The following table summarizes the evaluation activities and the credit weights associated with them.
The course materials for MAIS 628: Gender and Sexuality include the items listed below.
Beasley, C. (2005). Gender and sexuality: Critical theories, critical thinkers. Los Angeles; London: Sage Publications Ltd.
Cavanagh, S. (2011). Queering bathrooms: Gender, sexuality, and the hygienic imagination. Toronto: University of Toronto Press.
Foucault, M. (1990). The history of sexuality: Volume 1, An introduction (R. Hurley, Trans.). New York: Vintage Books.
Athabasca University Online Materials
Course Home Page: You will find Course Information (including the Assignment File and other pertinent information) at the top of the course home page. You will also find your Study Guide presented unit by unit online. You will find your assignments and links to submit your work to your professor on the course home page.

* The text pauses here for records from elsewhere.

PR #66, opened 2020-06-18
Add composite function support for the sources

### LINKED ISSUE #65: Add support for composite functions for all sources
Auto configure reusable functions to make them available for composition with all (most) sources out of the box.

dturanski:
Resolves #65  - Depends on #62  - Actually branched from that branch, so will have to rebase if there are changes.


applications/source/file-source/pom.xml
```diff
@@ -26,6 +26,12 @@
             <artifactId>file-supplier</artifactId>
             <version>${java-functions.version}</version>
         </dependency>
+        <dependency>
+            <groupId>org.springframework.cloud.stream.app</groupId>
+            <artifactId>stream-applications-composite-function-support</artifactId>
+            <version>${project.version}</version>
+            <scope>test</scope>
+        </dependency>
```
dturanski, line 34: This isn't strictly needed unless we write some tests, but I included in some of the sources in anticipation and just in case it causes any issues. It did catch a test failure in one source that did not include the function definition.

sobychacko:
Merged upstream.

PR #72, opened 2020-07-01
Add support for s3 compatible storage to s3 consumer and supplier.

tsalm-pivotal:


functions/common/aws-s3-common/pom.xml
```diff
@@ -33,6 +33,13 @@
             <groupId>org.springframework.integration</groupId>
             <artifactId>spring-integration-file</artifactId>
         </dependency>
+
+        <dependency>
+            <groupId>junit</groupId>
+            <artifactId>junit</artifactId>
+            <version>4.8.2</version>
```
artembilan, line 40: We don't use JUnit 4 any more.

functions/common/aws-s3-common/src/test/java/org/springframework/cloud/fn/common/aws/s3/AmazonS3ConfigurationTest.java
```diff
@@ -0,0 +1,60 @@
...
+import com.amazonaws.services.s3.AmazonS3Client;
+import org.junit.Assert;
+import org.junit.Test;
+
+import org.springframework.cloud.aws.core.region.StaticRegionProvider;
+
+/**
+ * @author Timo Salm
+ */
+public class AmazonS3ConfigurationTest {
```
artembilan, line 35: We prefer to name them as `Tests`. Seems for me there were some environments which didn't see test classes without a proper suffix...

functions/consumer/s3-consumer/src/main/java/org/springframework/cloud/fn/consumer/s3/AwsS3ConsumerEndpointConfiguration.java
```diff
@@ -0,0 +1,38 @@
...
+import org.springframework.context.annotation.Configuration;
+
+/**
+ * @author Timo Salm
+ */
+@Configuration
+public class AwsS3ConsumerEndpointConfiguration {
+
+	@Bean
+	@ConditionalOnProperty("s3.consumer.endpoint-url")
```
artembilan, line 33: Huh? Why this cannot be as a conditional bean in the common `AmazonS3Configuration`?
Why do we need to duplicate it? 
Right we probably need to introduce an `S3ClientProperties`, but then we just don't have any changes in the `supplier`, nor `consumer`.

functions/consumer/s3-consumer/src/test/java/org/springframework/cloud/fn/consumer/s3/AwsS3ConsumerEndpointConfigurationTest.java
```diff
@@ -0,0 +1,61 @@
...
+import org.springframework.cloud.aws.core.region.RegionProvider;
+import org.springframework.cloud.aws.core.region.StaticRegionProvider;
+import org.springframework.context.annotation.Bean;
+
+import static org.assertj.core.api.Assertions.assertThat;
+
+/**
+ * @author Timo Salm
+ */
+class AwsS3ConsumerEndpointConfigurationTest {
```
artembilan, line 34: Why this is not a `Tests` ?

tsalm-pivotal:
I changed the implementation based on your suggestion but I'm not sure where to add the documentation.

tsalm-pivotal:
Both, the sink and the source work with s3 compatible storage (tested with EMC storage).

functions/common/aws-s3-common/src/main/java/org/springframework/cloud/fn/common/aws/s3/CompatibleStorageAmazonS3Configuration.java
```diff
@@ -0,0 +1,51 @@
...
+import org.springframework.cloud.aws.core.region.RegionProvider;
+import org.springframework.context.annotation.Bean;
+import org.springframework.context.annotation.Configuration;
+import org.springframework.context.annotation.Primary;
+
+/**
+ * @author Timo Salm
+ */
+@Configuration
+@EnableConfigurationProperties(AmazonS3Properties.class)
```
artembilan, line 35: Mark this class with `@AutoconfigureBefore(AmazonS3Configuration.class)` and you don't need that `@Primary` any more!

tsalm-pivotal: Results in a failing testAmazonS3ConfigurationForS3CompatibleStorage Test ->  `org.springframework.beans.factory.NoUniqueBeanDefinitionException: No qualifying bean of type 'com.amazonaws.services.s3.AmazonS3' available: expected single matching bean but found 2: amazonS3,compatibleStorageAmazonS3`

artembilan: (Please, study how to do multi-line code snippet in GH comments: https://docs.github.com/en/github/writing-on-github/creating-and-highlighting-code-blocks)

If you see that behavior then something is wrong. 
We definitely should have only a single `AmazonS3` bean.
Probably that `AmazonS3Configuration` comes without a `@ConditionalOnMissingBean`. Time to fix that?

tsalm-pivotal: So it looks like without the @Primary the AmazonS3 Bean created by the spring-cloud-starter-aws dependency will always be the default (and also the AmazonS3 Bean in AmazonS3Configuration will never be used).

artembilan: As far as I know the `spring-cloud-starter-aws` doesn't create `AmazonS3`. Please, elaborate more.
Thanks

artembilan: Turns out the `ContextResourceLoaderAutoConfiguration` creates for us S3 client bean and that one cannot be overridden. Probably time to talk to Spring Cloud AWS team...

functions/common/aws-s3-common/src/main/resources/application.properties
```diff
@@ -0,0 +1 @@
+spring.autoconfigure.exclude=org.springframework.cloud.aws.autoconfigure.context.ContextResourceLoaderAutoConfiguration
```
artembilan, line 1: Consider to configure your IDE to always insert a new line in the end of all the files.

functions/common/aws-s3-common/src/main/java/org/springframework/cloud/fn/common/aws/s3/AmazonS3Properties.java
```diff
@@ -0,0 +1,39 @@
...
+import org.springframework.boot.context.properties.ConfigurationProperties;
+
+/**
+ * @author Timo Salm
+ */
+@ConfigurationProperties("s3.common")
+public class AmazonS3Properties {
+
+	/**
+	 * Optional S3 endpoint url to connect to s3 compatible storage.
```
artembilan, line 28: Let's remove the first `S3` - sounds like tautology. 
More over it probably going to mislead: an `s3://` is really about a resource, not an endpoint connection. This one probably is an `http://` in most cases.

functions/common/aws-s3-common/src/main/java/org/springframework/cloud/fn/common/aws/s3/AmazonS3Properties.java
```diff
@@ -0,0 +1,39 @@
...
+	 */
+	private String endpointUrl;
+
+	public String getEndpointUrl() {
+		return endpointUrl;
```
artembilan, line 33: Always `this.` prefix for properties access.

functions/common/aws-s3-common/src/test/java/org/springframework/cloud/fn/common/aws/s3/AmazonS3ConfigurationTests.java
```diff
@@ -0,0 +1,78 @@
...
+			Assertions.assertEquals(testRegionName, amazonS3.getRegionName());
+			Assertions.assertTrue(amazonS3.getResourceUrl("b", "k")
+					.startsWith("https://s3.eu-central-1.amazonaws.com"));
+		});
+	}
+
+	@Test
+	public void testAmazonS3ConfigurationForS3CompatibleStorage() {
+		runner.withPropertyValues(
+				"s3.common.endpoint-url=https://object.ecstestdrive.com"
```
artembilan, line 58: Looks like this one is a real URL. We probably should consider to use some mock `localhost` to avoid an unexpected connection to the Internet.

artembilan:
@tsalm-pivotal ,

thank you very much for the contribution; looking forward for more!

Athabasca University Library: Students are encouraged to browse the Library's Web site to review the Library collection of journal databases, electronic journals, and digital reference tools: http://library.athabascau.ca.
Athabasca University reserves the right to amend course outlines occasionally and without notice. Courses offered by other delivery methods may vary from their individualized-study counterparts.